# DATASET EXTRACT
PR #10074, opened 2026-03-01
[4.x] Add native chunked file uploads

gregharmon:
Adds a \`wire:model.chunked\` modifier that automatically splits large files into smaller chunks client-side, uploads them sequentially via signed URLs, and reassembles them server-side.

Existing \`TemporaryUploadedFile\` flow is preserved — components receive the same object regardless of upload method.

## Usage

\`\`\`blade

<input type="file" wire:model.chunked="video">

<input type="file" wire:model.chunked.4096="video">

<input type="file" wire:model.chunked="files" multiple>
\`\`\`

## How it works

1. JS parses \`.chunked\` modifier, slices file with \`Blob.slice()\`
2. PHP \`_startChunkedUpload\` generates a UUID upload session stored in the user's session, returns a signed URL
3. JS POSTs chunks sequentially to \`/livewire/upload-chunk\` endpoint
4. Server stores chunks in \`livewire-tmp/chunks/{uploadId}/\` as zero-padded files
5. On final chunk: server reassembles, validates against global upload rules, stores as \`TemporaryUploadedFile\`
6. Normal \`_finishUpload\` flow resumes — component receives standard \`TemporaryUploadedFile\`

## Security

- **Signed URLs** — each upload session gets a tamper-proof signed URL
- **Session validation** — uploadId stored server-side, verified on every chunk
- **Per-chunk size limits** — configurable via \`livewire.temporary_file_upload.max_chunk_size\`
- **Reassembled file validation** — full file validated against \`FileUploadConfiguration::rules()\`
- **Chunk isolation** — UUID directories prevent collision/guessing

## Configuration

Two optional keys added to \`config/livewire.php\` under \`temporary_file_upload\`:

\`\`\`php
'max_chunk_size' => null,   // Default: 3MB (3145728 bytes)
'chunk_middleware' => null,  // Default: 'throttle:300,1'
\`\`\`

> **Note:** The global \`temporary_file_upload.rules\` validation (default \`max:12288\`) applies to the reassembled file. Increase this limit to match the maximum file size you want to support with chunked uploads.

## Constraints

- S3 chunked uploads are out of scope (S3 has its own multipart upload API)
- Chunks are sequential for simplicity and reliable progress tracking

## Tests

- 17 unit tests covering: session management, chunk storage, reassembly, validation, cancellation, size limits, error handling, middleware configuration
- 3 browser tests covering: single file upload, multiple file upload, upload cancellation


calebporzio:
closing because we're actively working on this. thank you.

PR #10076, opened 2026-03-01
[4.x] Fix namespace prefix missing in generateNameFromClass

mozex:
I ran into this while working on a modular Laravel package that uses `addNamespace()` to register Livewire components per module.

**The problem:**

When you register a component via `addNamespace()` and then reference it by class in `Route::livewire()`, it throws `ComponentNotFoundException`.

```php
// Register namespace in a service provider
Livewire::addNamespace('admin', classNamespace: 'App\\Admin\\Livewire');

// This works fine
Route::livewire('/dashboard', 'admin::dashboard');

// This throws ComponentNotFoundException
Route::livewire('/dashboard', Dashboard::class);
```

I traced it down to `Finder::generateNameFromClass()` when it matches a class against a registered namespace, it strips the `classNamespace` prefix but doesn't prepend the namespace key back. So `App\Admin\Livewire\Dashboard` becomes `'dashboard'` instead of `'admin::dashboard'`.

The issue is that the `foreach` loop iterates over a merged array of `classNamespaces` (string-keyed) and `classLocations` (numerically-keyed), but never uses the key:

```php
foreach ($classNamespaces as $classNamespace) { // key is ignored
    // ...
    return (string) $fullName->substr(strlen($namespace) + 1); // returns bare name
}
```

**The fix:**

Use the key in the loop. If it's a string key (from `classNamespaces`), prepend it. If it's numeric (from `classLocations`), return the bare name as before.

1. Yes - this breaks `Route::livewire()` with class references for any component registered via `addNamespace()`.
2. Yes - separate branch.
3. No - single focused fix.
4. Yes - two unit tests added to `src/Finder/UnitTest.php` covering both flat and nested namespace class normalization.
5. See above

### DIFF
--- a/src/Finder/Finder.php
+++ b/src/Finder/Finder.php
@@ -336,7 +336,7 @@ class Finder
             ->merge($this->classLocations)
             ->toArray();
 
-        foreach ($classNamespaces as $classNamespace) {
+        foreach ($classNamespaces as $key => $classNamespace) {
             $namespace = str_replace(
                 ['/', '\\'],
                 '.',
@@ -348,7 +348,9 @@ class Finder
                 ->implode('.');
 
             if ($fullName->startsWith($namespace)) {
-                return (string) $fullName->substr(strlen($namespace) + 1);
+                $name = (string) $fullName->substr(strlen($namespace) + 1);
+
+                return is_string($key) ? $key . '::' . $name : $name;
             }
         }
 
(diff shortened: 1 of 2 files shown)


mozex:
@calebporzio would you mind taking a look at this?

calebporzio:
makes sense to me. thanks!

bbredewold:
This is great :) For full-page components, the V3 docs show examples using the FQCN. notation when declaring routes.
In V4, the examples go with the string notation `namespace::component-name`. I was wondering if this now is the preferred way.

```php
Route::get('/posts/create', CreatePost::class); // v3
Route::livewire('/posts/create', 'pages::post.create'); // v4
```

# WORK INSTRUCTION
Word for word, give the material above a second time.

# ANSWER AREA
PR #10074, opened 2026-03-01
[4.x] Add native chunked file uploads

gregharmon:
Adds a \`wire:model.chunked\` modifier that automatically splits large files into smaller chunks client-side, uploads them sequentially via signed URLs, and reassembles them server-side.

Existing \`TemporaryUploadedFile\` flow is preserved — components receive the same object regardless of upload method.

## Usage

\`\`\`blade

<input type="file" wire:model.chunked="video">

<input type="file" wire:model.chunked.4096="video">

<input type="file" wire:model.chunked="files" multiple>
\`\`\`

## How it works

1. JS parses \`.chunked\` modifier, slices file with \`Blob.slice()\`
2. PHP \`_startChunkedUpload\` generates a UUID upload session stored in the user's session, returns a signed URL
3. JS POSTs chunks sequentially to \`/livewire/upload-chunk\` endpoint
4. Server stores chunks in \`livewire-tmp/chunks/{uploadId}/\` as zero-padded files
5. On final chunk: server reassembles, validates against global upload rules, stores as \`TemporaryUploadedFile\`
6. Normal \`_finishUpload\` flow resumes — component receives standard \`TemporaryUploadedFile\`

## Security

- **Signed URLs** — each upload session gets a tamper-proof signed URL
- **Session validation** — uploadId stored server-side, verified on every chunk
- **Per-chunk size limits** — configurable via \`livewire.temporary_file_upload.max_chunk_size\`
- **Reassembled file validation** — full file validated against \`FileUploadConfiguration::rules()\`
- **Chunk isolation** — UUID directories prevent collision/guessing

## Configuration

Two optional keys added to \`config/livewire.php\` under \`temporary_file_upload\`:

\`\`\`php
'max_chunk_size' => null,   // Default: 3MB (3145728 bytes)
'chunk_middleware' => null,  // Default: 'throttle:300,1'
\`\`\`

> **Note:** The global \`temporary_file_upload.rules\` validation (default \`max:12288\`) applies to the reassembled file. Increase this limit to match the maximum file size you want to support with chunked uploads.

## Constraints

- S3 chunked uploads are out of scope (S3 has its own multipart upload API)
- Chunks are sequential for simplicity and reliable progress tracking

## Tests

- 17 unit tests covering: session management, chunk storage, reassembly, validation, cancellation, size limits, error handling, middleware configuration
- 3 browser tests covering: single file upload, multiple file upload, upload cancellation


calebporzio:
closing because we're actively working on this. thank you.

PR #10076, opened 2026-03-01
[4.x] Fix namespace prefix missing in generateNameFromClass

mozex:
I ran into this while working on a modular Laravel package that uses `addNamespace()` to register Livewire components per module.

**The problem:**

When you register a component via `addNamespace()` and then reference it by class in `Route::livewire()`, it throws `ComponentNotFoundException`.

```php
// Register namespace in a service provider
Livewire::addNamespace('admin', classNamespace: 'App\\Admin\\Livewire');

// This works fine
Route::livewire('/dashboard', 'admin::dashboard');

// This throws ComponentNotFoundException
Route::livewire('/dashboard', Dashboard::class);
```

I traced it down to `Finder::generateNameFromClass()` when it matches a class against a registered namespace, it strips the `classNamespace` prefix but doesn't prepend the namespace key back. So `App\Admin\Livewire\Dashboard` becomes `'dashboard'` instead of `'admin::dashboard'`.

The issue is that the `foreach` loop iterates over a merged array of `classNamespaces` (string-keyed) and `classLocations` (numerically-keyed), but never uses the key:

```php
foreach ($classNamespaces as $classNamespace) { // key is ignored
    // ...
    return (string) $fullName->substr(strlen($namespace) + 1); // returns bare name
}
```

**The fix:**

Use the key in the loop. If it's a string key (from `classNamespaces`), prepend it. If it's numeric (from `classLocations`), return the bare name as before.

1. Yes - this breaks `Route::livewire()` with class references for any component registered via `addNamespace()`.
2. Yes - separate branch.
3. No - single focused fix.
4. Yes - two unit tests added to `src/Finder/UnitTest.php` covering both flat and nested namespace class normalization.
5. See above

### DIFF
--- a/src/Finder/Finder.php
+++ b/src/Finder/Finder.php
@@ -336,7 +336,7 @@ class Finder
             ->merge($this->classLocations)
             ->toArray();
 
-        foreach ($classNamespaces as $classNamespace) {
+        foreach ($classNamespaces as $key => $classNamespace) {
             $namespace = str_replace(
                 ['/', '\\'],
                 '.',
@@ -348,7 +348,9 @@ class Finder
                 ->implode('.');
 
             if ($fullName->startsWith($namespace)) {
-                return (string) $fullName->substr(strlen($namespace) + 1);
+                $name = (string) $fullName->substr(strlen($namespace) + 1);
+
+                return is_string($key) ? $key . '::' . $name : $name;
             }
         }
 
(diff shortened: 1 of 2 files shown)


mozex:
@calebporzio would you mind taking a look at this?

calebporzio:
makes sense to me. thanks!

bbredewold:
This is great :) For full-page components, the V3 docs show examples using the FQCN. notation when declaring routes.
In V4, the examples go with the string notation `namespace::component-name`. I was wondering if this now is the preferred way.

```php
Route::get('/posts/create', CreatePost::class); // v3
Route::livewire('/posts/create', 'pages::post.create'); // v4
```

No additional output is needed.